<br />    
<br />
<br />
# Results of chunking and compression mechanisms
<br />    
            
            
Using compression in HDF5 requires chunking. Chunking is the process of storing different subsets of the dataset contiguously on disk. For example for an array of dimensions (36, 257, 167, 84), chunking with (18, 257, 167, 84) gives four chunks. Chunking can be utilized when anticipating reading subsets of data. Compared to storing each row of an array conitguously on disk, reading subset of the array that match the chunking mechanism at the time of storage increases efficiency.

There are multiple variable that can control how the compression is done:

* chunks: The shape of the chunk
* compression: The compression algorithm, it can be either of gzip, szip, lzf, or blosc compressors such as zstd, blosclz, lz4, lz4hc, zlib
* compression_opts: The options for each compression algorithm
* shuffle: rearranging bytes in the data for possibility of improved compression

Compression and write speed:

The results in this section are dependent on the hardware. We start with considering only the Y channel. The analysis is similar for both channels.

Let's consider the following chunk shape, with 'gzip', at compresion option level 3, and with shuffle turned off:

|Chunk Size | Compression | Compression Options | Shuffle | Channel | File Size (MB) | Write Time (sec) | Read Time (sec) |
| -- | -- | -- | -- | -- | -- | -- | -- |
| (18, 36, 10, 21) |	gzip |	3|	0|	Y|	419.16|	45.48|	6.72|


After compressing the Y channel only, the file size is 419.16 MB Bytes and it takes 45.48 seconds for the data to be written, and 6.72 seconds to read the data back. We try turning the shuffling on:

|Chunk Size | Compression | Compression Options | Shuffle | Channel | File Size (MB) | Write Time (sec) | Read Time (sec) |
| -- | -- | -- | -- | -- | -- | -- | -- |
|(18, 36, 10, 21)|	gzip|	3|	1|	Y|	380.97 | 34.66 |	4.93 |

The shuffling algorithms takes advantage of the fact that numerical data in nearby voxels have reasonably close values. It reorders the bytes representing the values of nearby voxels, and places the zeros together. This allows for better compression.

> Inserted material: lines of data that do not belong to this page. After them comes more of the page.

PR #1051, opened 2018-02-13
fix according to calc_temperature_ground

JIMENOFONSECA:
this fixes #914


gabriel-happle:
Cool!
Looks good.
With this fix I believe we can remove the `seasonhours` parameter from `gv`. Could you please test that and remove it, if the checks pass.

JIMENOFONSECA:
@gabriel-happle thanks :-). unfortunately seson hours is still used by the neural network...

JIMENOFONSECA:
@gabriel-happle if it is ok, would you add a review so we can merge?

JIMENOFONSECA:
@gabriel-happle if it is ok, would you add a review so we can merge?

PR #1064, opened 2018-02-20
1035 excel to shapefile polylines

daren-thomas:
@shizhongming can you check this out? it contains the polyline fix. use the `polygon=False` option to `excel-to-shapefile` when creating a shapefile with polyline information.


shizhongming:
image
I tried but it seems that I am not able to change the polygon from =True to =False.
Grasshopper doesn't accept the argument from the panel, and it also seems to keep resetting the config file to default each time it runs....

daren-thomas:
OK, instructions for testing: We need to do a `cea install-grasshopper` for any changes to the "cea" highlevel api (parameters for scripts changed with the introduction of the "polygon" parameter)

PR #1065, opened 2018-02-20
first stab at creating a test document

daren-thomas:


JIMENOFONSECA:
@daren-thomas good about this. I wonder if we can simplify it a bit in terms of steps to avoid overhead.

I looked at other repository which I found easy to read on how to test it.

https://github.com/thu-ml/zhusuan/blob/master/CONTRIBUTING.md

daren-thomas:
@JIMENOFONSECA I didn't mean to create a pull request just yet - we're still not ready. That was a mistake (just wanted to publish the branch so @amraladdin can start working on it too).

I checked the the repository you mentioned and that is talking about something totally different. Basically, their `python -m unittest discover -v` is equivalent to our `cea test`.

What this pull request is about is not automated unit and integration testing. This is about acceptance testing and the fine polish we want to have for the executive course. This is about dividing up the workload of testing each script manually looking for bugs we haven't found yet. This is about going through the documentation looking for spelling / grammar problems. Checking the labels on the interfaces. Trying out different combinations that might break the scripts ("what happens if this option is used in combination with that option?").

I believe this is an effort we need to make. And I believe we should do it in a documented way, hence this PR, so that next time we create a big release, we can reproduce the testing effort. Also, by documenting it, we might be able to automate some of the manual stuff. There will still always be things that a human needs to look at.

JIMENOFONSECA:
@daren-thomas So I would suggest to make a CONTRIBUTING.md file in CEA which basically states the steps we need to take to make sure the tool runs. is that right? Or would you like to have a thorough version in the docs of CEA?

daren-thomas:
@JIMENOFONSECA that is a separate issue in my mind. Great idea, though! We should do that!

What I'm getting at with this pull request is something different: This is the planning of the tests for the superfinal milestone. So we're all sure of the capabilities for the executive course. I expect everyone needs to chip in some time to do some testing.

JIMENOFONSECA:
@daren-thomas I see. I think then a channel is slack / discussion in an  issue / google doc shared with the parties interested will do better than making this part of the docs. what do you think?

daren-thomas:
@JIMENOFONSECA that could also work.

JIMENOFONSECA:
@daren-thomas so I am closing this as there will be a document somewhere else to run all tests for a major release.

PR #1080, opened 2018-02-27
Fixing excel shapefile

JIMENOFONSECA:


JIMENOFONSECA:
@shizhongming so let me know if this works? we tested it yesterday but it would be good you see if it works. The other branch of Darren was merged

daren-thomas:
@JIMENOFONSECA @shizhongming I just saw that the #1064 pull request was merged into the branch `i665-Export-UBG-to-CEA-files` so... can we maybe merge that one first to master? I'm creating a pull request right now.

shizhongming:
We have another solution working that solves the problem of spatial reference system. We set aside this branch for the time being, and may come back in the future if necessary.

Issue #1125, opened 2018-03-13
a bug corresponding to the change of individual where NG boiler is being changed to BG Boiler


BhargavaKrishnaSreepathi:
There is a bug in the master, where during optimization, the NG Boiler is changed to BG Boiler and vice versa. This creates a mismatch in the individual, as the corresponding numbers are 1 and 2.

So the exact individual will not always be created.

Learnings till now include:

1. Both the individuals, that is individuals with 1 or 2, both have no issues in running. It is just that the individual is being changed.

2. The only fix we made till now is in the cea/plots/optimization/dashboard_district, where the testing is made as `len(columns_of_saved_files) - 1` instead of just `len(columns_of_saved_files)`, to handle this bug

PR #1126, opened 2018-03-13
I1058 heat load balance PR apart from optimization folder structure changes

BhargavaKrishnaSreepathi:
This PR mainly does two things:

1. Check the load balances between heating, cooling, electricity for all the individuals that are being generated in CEA. The differences were made evident in the dashboard. This was mainly because of the columns that were being imported and being compared. Now, this is fixed. So from now, the `cea\plots\optimization\dashboard_district.py`, when run, should produce balanced graphs.

2. The optimization folder structure is changed in this PR. Before all the saved files corresponding to activation patterns of all population was stored in `outputs/data/optimization/slave`. So it was quite messy in identifying the individuals of a particular generation. Now the files are saved in their corresponding generation folders in `outputs/data/optimization/slave/gen_number`. Apart from this, a csv file is present in each of these folders with all the individuals which were calculated in that generation. Also, the files are now saved as `ind_number_Heating_Activation_Pattern.csv`, instead of the big `configuration` attached to it. This is linked to the above mentioned csv, which also has individual number and generation number. Finally, a csv containing all the individuals along with their individual number and generation number is saved in `outputs/data/optimization/slave` for the convenience of referencing in dashboard. So the plots will directly call this csv and then find the address of the corresponding individual

3. Apart from the main things above, small changes in `cea\plots\optimization\dashboard_district.py` were done to comply with the updated structure and the matching of the individual in the new csv structure.

**NOTE**: A bug has been identified, which was already existing on Master, where during optimization, the NG Boiler is changed to BG Boiler and vice versa. This creates a mismatch in the individual, as the corresponding numbers are 1 and 2. This is being dealt in a separate issue #1125 

The way to test this PR is by following the steps in the guide http://city-energy-analyst.readthedocs.io/en/latest/cea-workflow-guide.html and then running the dashboard_district.py in cea/plots/optimization and then seeing the plots


JIMENOFONSECA:
@BhargavaKrishnaSreepathi somehow the branch has some conflicts to be solved once it is intended to be updated from master

JIMENOFONSECA:
@BhargavaKrishnaSreepathi sewage heat exchanger is not running in the PR, would you mind checking this out?

BhargavaKrishnaSreepathi:
@JIMENOFONSECA: fixed it, it was because of removing the constants from global variables. This will be comprehensively addressed in another PR in coming days. I made a hot fix for this PR for now

JIMENOFONSECA:
I run the network, but it seems that the next file name changed so the optimization cannot find it.
could you check by eliminating the previous files and running the optimization?

 IOError: File C:\reference-case-open\baseline\outputs\data\optimization\network\layout\DH__AllEdges.csv does not exist

BhargavaKrishnaSreepathi:
@JIMENOFONSECA: did you run the `cea\technologies\thermal_network\thermal_network_matrix.py`. This will take a long time, but will generate the corresponding network files

JIMENOFONSECA:
@BhargavaKrishnaSreepathi right, I just needed to wait until the whole script finished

Further testing shows that shuffling consistently gives significantly better results for other chunking sizes and algorithms. We will keep the shuffling on.

Testing with different settings with szip shows consistent lower compression ratio and longer write time. Among blosc algorithms, zstd and lz4 performed best on the available data. gzip and zstd give the best compression size. However, gzip has significantly slower read and write times compared to blosc algorithms and lzf. 


The following shows the results for different chunking sizes.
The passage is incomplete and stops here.